Does this seem unfair to you? Congress gave a huge amount of money to Wall Street with little oversight, but wants to micromanage the Big Three for much less?
The CEOs of the Big Three are prostrating themselves in front of Congress this week, confessing their sins, and begging for funds to stave off bankruptcy.
What they’re asking for is small, compared to the $700 billion bailout of Wall Street – only about 5% of that amount.
So why is Congress demanding so much in return? In addition to humiliating the Big Three leaders in a most public way, Congress insists on a lot of information: How exactly are the automakers going to use the borrowed money? How are they going to fix their problems?
These would seem like reasonable questions if it weren’t for the comparison with the Big Bailout: Congress demanded relatively little information considering that far larger amount of money at risk. And, we learned this week that the Bush Administration has not provided adequate oversight of the Wall Street bailout, according to a report just issued by the by the US Government Accountability Office (GAO).
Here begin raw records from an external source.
PR #1092, opened 2023-09-29
Issue 848: Update/Create/Delete Nameservers

### LINKED ISSUE #848: Create, delete, and update nameserver settings at registry
### Issue Description

Implement, retrieve and set Name Servers within the domain.py file. When items are deleted, ensure delete is performed before the add command.
Implement tests as per #493 
NOTE: there are stubbed _update_or_create_host() and stubbed _delete_hosts functions that can be used. Delete if you choose not to use them

### Acceptance Criteria

1. Setting nameservers should change the domain to READY if there are between 2 and 13 (inclusive) nameservers. 
* Just need to add tests for this (add test for less than 2, more than 14 nameservers, and one that in between 2 and 13)

2. DELETE: Implement removing nameservers + _change the state_ (READY -> DNS NEEDED) if user has less then 2 nameservers
* Fix tests for these
* (Compare to list? And send delete command?)

3. UPDATE: If a nameserver has an IP address -- we need to update nameserver according (others _can_ has an IP address, dotgov _has_ to have a IP address)
* Can use an update command  to change the IP address
* If already has IP address and updates the IP address --> check if already have nameserver, and then go down update route

4.  Only allow changes if we are in READY or DNS NEEDED state
* Q: If state of nameserver is in Clienthold, should we even allow the user to edit the nameservers? (Assuming no)

This is partially implemented but not tested
_No response_

### Issue Links

Relates to: #493 
Related to #562

therealslimhsiehdy:
## Ticket

Resolves #848 

## Changes
Implement update, create and deleting nameservers within the domain.py file.
-can update existing nameservers
-delete a nameserver by just deleting a nameservers string and clicking save
-create a new nameserver (already worked)
-changes not allowed if  not ready or in dnsneeded

## Setup

Go to the nameserver page on a domain and add, delete and create new domains
-note error message displaying is handled in the next ticket
-the issue on the domain overview page where it displays a list is also not included in this ticket

  - [ ] Chrome
  - [ ] Microsoft Edge
  - [ ] FireFox
  - [ ] Safari

- [ ] Checked behavior

  - [ ] Chrome
  - [ ] Microsoft Edge
  - [ ] FireFox
  - [ ] Safari


src/registrar/tests/test_models_domain.py
```diff
@@ -523,7 +526,7 @@ def test_update_is_unsuccessful(self):
         raise
 
 
-class TestRegistrantNameservers(TestCase):
+class TestRegistrantNameservers(MockEppLib):
```
abroddrick, line 529: @neilmb Mind looking over what we are testing here and let us know if there are other cases we should unit test

src/registrar/models/domain.py
```diff
@@ -279,55 +282,173 @@ def _create_host(self, host, addrs):
...
+        # TODO-848: If duplicated nameserver names, throw error
+        for tup in listToConvert:
+            if len(tup) == 1:
+                newDict[tup[0]] = None
+            else:
+                newDict[tup[0]] = tup[1]
+        return newDict
+
+    def isSubdomain(self, nameserver):
+        return nameserver.find(self.name) != -1
```
neilmb, line 297: **comment (non-blocking)**: I think a more pythonic version of this is `self.name not in nameserver`.

src/registrar/models/domain.py
```diff
@@ -279,55 +282,173 @@ def _create_host(self, host, addrs):
...
+
+    def checkHostIPCombo(self, nameserver: str, ip: list):
+        if self.isSubdomain(nameserver) and (ip is None or ip == []):
+            raise ValueError("Nameserver %s needs to have an ip address" % nameserver)
```
neilmb, line 301: **comment (non-blocking)**: Could this error message explain that the nameserver needs an IP address because it is a subdomain?

src/registrar/models/domain.py
```diff
@@ -279,55 +282,173 @@ def _create_host(self, host, addrs):
...
+                "Nameserver %s cannot be linked "
+                "because %s is not a subdomain" % (nameserver, ip)
+            )
+        return None
+
+    def getNameserverChanges(self, hosts: list[tuple[str]]):
+        """
+        calls self.nameserver, it should pull from cache but may result
+        in an epp call
+        returns tuple of four values as follows:
```
neilmb, line 313: **comment**: I think it should be possible to type hint the return type of this as `-> tuple[list, list, dict, list]` as an additional help alongside the comment.

src/registrar/models/domain.py
```diff
@@ -279,55 +282,173 @@ def _create_host(self, host, addrs):
...
+        newHostDict = self._convert_list_to_dict(hosts)
+        deleted_values = []
+        updated_values = []
+        new_values = []
+
+        for prevHost in previousHostDict:
+            addrs = previousHostDict[prevHost]
+            # get deleted values-which are values in previous nameserver list
+            # but are not in the list of new host values
+            if prevHost not in newHostDict:
```
neilmb, line 331: **comment**: This might be easier in Python's set type as something like `deleted_values = set(previousHostDict).difference(newHostDict)`

src/registrar/models/domain.py
```diff
@@ -279,55 +282,173 @@ def _create_host(self, host, addrs):
...
+                self.dns_needed()
+                self.save()
+            except Exception as err:
+                logger.info(
+                    "nameserver setter checked for dns_needed state "
+                    "and it did not succeed. Warning: %s" % err
+                )
+        elif successTotalNameservers >= 2 and successTotalNameservers <= 13:
+            try:
+                print(
```
neilmb, line 440: **comment** We don't usually keep bare `print` statements around. Either use `logger.info` if it's worth keeping or delete it before the PR.

src/registrar/tests/common.py
```diff
@@ -577,22 +581,85 @@ def __init__(
...
     mockDataInfoHosts = fakedEppObject(
+        "lastPw",
+        cr_date=datetime.datetime(2023, 8, 25, 19, 45, 35),
+        addrs=["1.2.3", "2.3.4"],
+    )
+
+    mockDataHostChange = fakedEppObject(
         "lastPw", cr_date=datetime.datetime(2023, 8, 25, 19, 45, 35)
     )
+    infoDomainHasIP = fakedEppObject(
```
neilmb, line 625: Is this the right name for this object? I don't see an IP here at all.

src/registrar/tests/test_models_domain.py
```diff
@@ -532,9 +535,44 @@ def setUp(self):
...
+        super().setUp()
+        self.nameserver1 = "ns1.my-nameserver-1.com"
+        self.nameserver2 = "ns1.my-nameserver-2.com"
+        self.nameserver3 = "ns1.cats-are-superior3.com"
+
+        self.domain, _ = Domain.objects.get_or_create(
+            name="my-nameserver.gov", state=Domain.State.DNS_NEEDED
+        )
+
+    def test_get_nameserver_changes(self):
```
neilmb, line 547: **comment**: There's lots of different types of changes loaded into this one test, changing IPs, taking away IPs, etc. I'd love to see them in separate tests for each kind of change. I know it's kind of a drag, but it's a nice way to make sure that we're testing all the mutations one by one, and then maybe a big test like this that does a lot of things to make sure they work together.

src/registrar/tests/test_models_domain.py
```diff
@@ -544,9 +582,28 @@ def test_user_adds_one_nameserver(self):
...
             And `domain.is_active` returns False
         """
-        raise
 
-    @skip("not implemented yet")
+        # set 1 nameserver
+        nameserver = "ns1.my-nameserver.com"
+        self.domain.nameservers = [(nameserver,)]
+
+        # when you create a host, you also have to update at same time
```
neilmb, line 590: **comment**: This comment confused me because I didn't realize that these commands were being set up to use in testing with `check_call`. Maybe "when we create a hose, we should have updated at the same time"?

src/registrar/tests/test_models_domain.py
```diff
@@ -544,9 +582,28 @@ def test_user_adds_one_nameserver(self):
...
+
+        # checking if commands were sent (commands have to be sent in order)
+        expectedCalls = [
+            call(created_host, cleaned=True),
+            call(update_domain_with_created, cleaned=True),
+        ]
+
+        self.mockedSendFunction.assert_has_calls(expectedCalls)
+
+        # check that status is still NOT READY
```
neilmb, line 604: **suggestion**: Can you say more here about why this won't be ready yet?

src/registrar/tests/test_models_domain.py
```diff
@@ -578,21 +697,91 @@ def test_user_removes_some_nameservers(self):
                 to the registry
             And `domain.is_active` returns True
         """
-        raise
 
-    @skip("not implemented yet")
+        # Mock is set to return 3 nameservers on infodomain
+        self.extendedValues = True
```
neilmb, line 702: **suggestion**: This feels a little magical because of the way it interacts with _getattrshelper. Can we give it a more specific name or use a separate mock so we don't have to change it with this instance attribute?

src/registrar/tests/test_models_domain.py
```diff
@@ -637,9 +929,11 @@ def test_user_cannot_add_non_subordinate_with_ip(self):
                 which is not a subdomain of the domain and has IP addresses
             Then Domain raises a user-friendly error
         """
-        raise
+        dotgovnameserver = "mynameserverdotgov.gov"
+
+        with self.assertRaises(ValueError):
```
neilmb, line 934: Seeing these `ValueError` asserts makes me wonder if we want to use subclasses of `ValueError` for the different particular errors that could be raised when we try this.

src/registrar/tests/test_models_domain.py
neilmb: @abroddrick @dave-kennedy-ecs I like that this fills in all of the skipped tests, that seems like a great start. The last thing I think that I want to see is a round-trip or end-to-end test of the nameserver management view in the Django domain management application. I think that Dave's work should roll up to there so that we should be able to load `/domain/<id>/nameservers`, enter some change in the form, press `save`, and then check that the EPP calls were made and that the page now shows the new nameservers.

If that isn't all hooked up yet, then maybe make a skipped test in `src/registrar/tests/test_views.py` that describes doing that and that test can be filled in when the connections are made?

src/registrar/models/domain.py
therealslimhsiehdy: Oop 30 minutes and 4 print statements later I just realized you meant `self.name in nameserver` not `not in` 😆 😭

src/registrar/models/domain.py
therealslimhsiehdy: Unfortunately we need the values in this situation and set only takes and sorts on the keys 😅  Also major TIL that you could use `.difference` between we were just doing `set(old_dict)- set(new_dict) LOL

src/registrar/models/domain.py
therealslimhsiehdy: Apologies -- this is still a draft PR so thank you for bearing with me on the random print statements for local testing reasons and random helper function names! Will totally remove when the PR is more finalized (currently just a self reference to make sure I'm getting the right count) 😅

src/registrar/tests/common.py
therealslimhsiehdy: Great catch!

Katherine-Osos (approved):

src/registrar/utility/errors.py
```diff
@@ -8,3 +11,65 @@ class ExtraDotsError(ValueError):
...
+    """
+
+    _error_mapping = {
+        NameserverErrorCodes.MISSING_IP: "Nameserver {} needs to have an "
+        "IP address because it is a subdomain",
+        NameserverErrorCodes.GLUE_RECORD_NOT_ALLOWED: "Nameserver {} cannot be linked "
+        "because it is not a subdomain",
+        NameserverErrorCodes.INVALID_IP: "Nameserver {} has an invalid IP address: {}",
+        NameserverErrorCodes.TOO_MANY_HOSTS: (
+            "Too many hosts provided, you may not have more than " "13 nameservers."
```
CocoByte, line 54: Was this intended to be on separate lines?
(that said, if the linter isn't upset, I'm not either)

CocoByte (approved):
Admittedly new to python testing, but after reviewing Neil's comments and your code, I do not see any glaring issues.  Looks good to me!

src/registrar/models/domain.py
```diff
@@ -304,54 +470,62 @@ def dnssecdata(self, _dnssecdata: extensions.DNSSECExtension):
...
+                )
+        elif successTotalNameservers >= 2 and successTotalNameservers <= 13:
+            try:
+                self.ready()
+                self.save()
+            except Exception as err:
+                logger.info(
+                    "nameserver setter checked for create state "
+                    "and it did not succeed. Warning: %s" % err
+                )
```
neilmb, line 528: **Suggestion (non-blocking)**: I expected one final `else` or `elif` block for the too-many nameservers case. I think that's a separate ticket, but maybe it would be nice to have a "TODO" comment here with the ticket number or URL.

abroddrick: We do have a check at the top of this function for:
 if len(hosts) > 13:
            raise NameserverError(code=nsErrorCodes.TOO_MANY_HOSTS)

Thus I think it is impossible for the hosts to be greater than 13. Also if you add more than 13 it will throw an error above this line because of the registry error that results on update domain. With this do you still think that we need to check it again at the end to make sure more than 13 haven't appeared?

src/registrar/models/domain.py
```diff
@@ -282,6 +273,184 @@ def _create_host(self, host, addrs):
...
+        newDict: dict[str, Any] = {}
+
+        for tup in listToConvert:
+            if len(tup) == 1:
+                newDict[tup[0]] = None
+            elif len(tup) == 2:
+                newDict[tup[0]] = tup[1]
+        return newDict
+
+    def isSubdomain(self, nameserver: str):
```
dave-kennedy-ecs, line 293: is this logic sufficient for determining a subdomain?  or is a regular expression needed?  for example, isSubdomain('ns1-domain.com') would return True for domain with name 'domain.com'.  Is that ok?

therealslimhsiehdy: Great catch! Added regex in 🚀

The report also says that necessary safeguards are not in place, and there’s no way of knowing if the bailout achieves its goals.
Even more alarming – the Federal Reserve doesn’t want to monitor how an individual bank uses the bailout money! The GAO report says the Fed prefers to measure success by the bailout’s general impact on the economy.
Compare all that with Congress’s micromanagement of the auto industry restructuring.
Why the double standard?
How do you make sense of how Congress is handling the two bailout situations? Are you as alarmed as I am?